Could you reproduce all of the entries below without a single change?
++++ INFORMATION PROVIDED
PR #201, opened 2016-03-30
feature(deis-tests): Add a chart that runs the workflow-e2e tests in parallel

jchauncey:
This PR also changes how we launch the sequential workflow-e2e tests

this pr is required for https://github.com/deis/workflow-e2e/pull/135

### DIFF
--- a/deis-tests-parallel/manifests/deis-tests-parallel-pod.yaml
+++ b/deis-tests-parallel/manifests/deis-tests-parallel-pod.yaml
@@ -12,14 +12,10 @@ spec:
     image: quay.io/deisci/deis-e2e:canary
     imagePullPolicy: Always
     command: ["ginkgo"]
-    args: ["-slowSpecThreshold=120.00", "-noisyPendings=false", "-progress", "tests/"]
+    args: ["-slowSpecThreshold=120.00", "-nodes=30", "-noisyPendings=false", "-progress", "tests/"]
     env:
       - name: JUNIT
         value: "true"
-      - name: DEFAULT_MAX_TIMEOUT
-        value: "300s"
-      - name: DEFAULT_EVENTUALLY_TIMEOUT
-        value: "30s"
     volumeMounts:
     - name: artifact-volume
       mountPath: /root
--- a/deis-tests-parallel/Chart.yaml
+++ b/deis-tests-parallel/Chart.yaml
@@ -1,0 +1,12 @@
+name: deis-tests-parallel
+home: https://github.com/deis/workflow-e2e
+version: v2-beta
+description: End-to-end tests for Deis v2 which are run in parallel
+maintainers:
+- Deis Team <engineering@deis.com>
+details: |-
+  Runs the End-to-end (e2e) workflow tests for the Deis v2 open source PaaS in parallel.
+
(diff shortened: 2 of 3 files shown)


deis-tests-parallel/manifests/deis-tests-parallel-pod.yaml
```diff
@@ -0,0 +1,31 @@
...
+    args: ["-slowSpecThreshold=120.00", "-nodes=30", "-noisyPendings=false", "-progress", "tests/"]
+    env:
+      - name: JUNIT
+        value: "true"
+    volumeMounts:
+    - name: artifact-volume
+      mountPath: /root
+  - name: artifacts
+    image: busybox
+    imagePullPolicy: Always
```
arschles, line 24: need to always pull? seems like since you're just running `tail`, it's not a big deal if you have something outdated. even better would be to specify a specific tag that's not `latest`

jchauncey, line 24: it was set to always in the other deis-tests chart so it got copied here. i agree that i think these tests should probably be pinned to a specific version

arschles, line 24: Ok, my vote is for pinning to a specific version and specifying `IfNotPresent` for the pull policy. Since `tail` is probably gonna be available on most busybox versions going forward and it's not a big deal to pull such a (relatively) small image, I wouldn't say it's blocking for this PR. Mind creating an issue in this repo to at least investigate making the change though?

deis-tests-parallel/manifests/deis-tests-parallel-pod.yaml
```diff
@@ -0,0 +1,31 @@
...
+  labels:
+    heritage: deis
+spec:
+  restartPolicy: Never
+  containers:
+  - name: deis-e2e
+    image: quay.io/deisci/deis-e2e:canary
+    imagePullPolicy: Always
+    command: ["ginkgo"]
+    args: ["-slowSpecThreshold=120.00", "-nodes=30", "-noisyPendings=false", "-progress", "tests/"]
```
kmala, line 15: did you try using "-stream" option..It's really helpful when running in parallel.

```
Setting stream to true will, instead, stream output from all parallel nodes in real-time, prepending each log line with the node # that emitted it
```

arschles, line 15: wouldn't it make more sense to put these args into the workflow-e2e dockerfile, so that it isn't so tightly coupled to this repo?

jchauncey, line 15: @vdice  the `-stream` option IIRC made the output really noisy. Instead by turning off the verbose mode and using `GinkgoWriter` it will output the correct log messages for tests failures and nothing else. 

@arschles yes except that I figured we might want to make these configurable for people who are running them on their own cluster. I didnt want to bake all of that into the image.

arschles, line 15: if you put all of this into a `CMD` in the `Dockerfile`, wouldn't we get both the loose coupling and configurability?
++++++++
## YOUR RESPONSE
PR #201, opened 2016-03-30
feature(deis-tests): Add a chart that runs the workflow-e2e tests in parallel

jchauncey:
This PR also changes how we launch the sequential workflow-e2e tests

this pr is required for https://github.com/deis/workflow-e2e/pull/135

### DIFF
--- a/deis-tests-parallel/manifests/deis-tests-parallel-pod.yaml
+++ b/deis-tests-parallel/manifests/deis-tests-parallel-pod.yaml
@@ -12,14 +12,10 @@ spec:
     image: quay.io/deisci/deis-e2e:canary
     imagePullPolicy: Always
     command: ["ginkgo"]
-    args: ["-slowSpecThreshold=120.00", "-noisyPendings=false", "-progress", "tests/"]
+    args: ["-slowSpecThreshold=120.00", "-nodes=30", "-noisyPendings=false", "-progress", "tests/"]
     env:
       - name: JUNIT
         value: "true"
-      - name: DEFAULT_MAX_TIMEOUT
-        value: "300s"
-      - name: DEFAULT_EVENTUALLY_TIMEOUT
-        value: "30s"
     volumeMounts:
     - name: artifact-volume
       mountPath: /root
--- a/deis-tests-parallel/Chart.yaml
+++ b/deis-tests-parallel/Chart.yaml
@@ -1,0 +1,12 @@
+name: deis-tests-parallel
+home: https://github.com/deis/workflow-e2e
+version: v2-beta
+description: End-to-end tests for Deis v2 which are run in parallel
+maintainers:
+- Deis Team <engineering@deis.com>
+details: |-
+  Runs the End-to-end (e2e) workflow tests for the Deis v2 open source PaaS in parallel.
+
(diff shortened: 2 of 3 files shown)


deis-tests-parallel/manifests/deis-tests-parallel-pod.yaml
```diff
@@ -0,0 +1,31 @@
...
+    args: ["-slowSpecThreshold=120.00", "-nodes=30", "-noisyPendings=false", "-progress", "tests/"]
+    env:
+      - name: JUNIT
+        value: "true"
+    volumeMounts:
+    - name: artifact-volume
+      mountPath: /root
+  - name: artifacts
+    image: busybox
+    imagePullPolicy: Always
```
arschles, line 24: need to always pull? seems like since you're just running `tail`, it's not a big deal if you have something outdated. even better would be to specify a specific tag that's not `latest`

jchauncey, line 24: it was set to always in the other deis-tests chart so it got copied here. i agree that i think these tests should probably be pinned to a specific version

arschles, line 24: Ok, my vote is for pinning to a specific version and specifying `IfNotPresent` for the pull policy. Since `tail` is probably gonna be available on most busybox versions going forward and it's not a big deal to pull such a (relatively) small image, I wouldn't say it's blocking for this PR. Mind creating an issue in this repo to at least investigate making the change though?

deis-tests-parallel/manifests/deis-tests-parallel-pod.yaml
```diff
@@ -0,0 +1,31 @@
...
+  labels:
+    heritage: deis
+spec:
+  restartPolicy: Never
+  containers:
+  - name: deis-e2e
+    image: quay.io/deisci/deis-e2e:canary
+    imagePullPolicy: Always
+    command: ["ginkgo"]
+    args: ["-slowSpecThreshold=120.00", "-nodes=30", "-noisyPendings=false", "-progress", "tests/"]
```
kmala, line 15: did you try using "-stream" option..It's really helpful when running in parallel.

```
Setting stream to true will, instead, stream output from all parallel nodes in real-time, prepending each log line with the node # that emitted it
```

arschles, line 15: wouldn't it make more sense to put these args into the workflow-e2e dockerfile, so that it isn't so tightly coupled to this repo?

jchauncey, line 15: @vdice  the `-stream` option IIRC made the output really noisy. Instead by turning off the verbose mode and using `GinkgoWriter` it will output the correct log messages for tests failures and nothing else. 

@arschles yes except that I figured we might want to make these configurable for people who are running them on their own cluster. I didnt want to bake all of that into the image.

arschles, line 15: if you put all of this into a `CMD` in the `Dockerfile`, wouldn't we get both the loose coupling and configurability?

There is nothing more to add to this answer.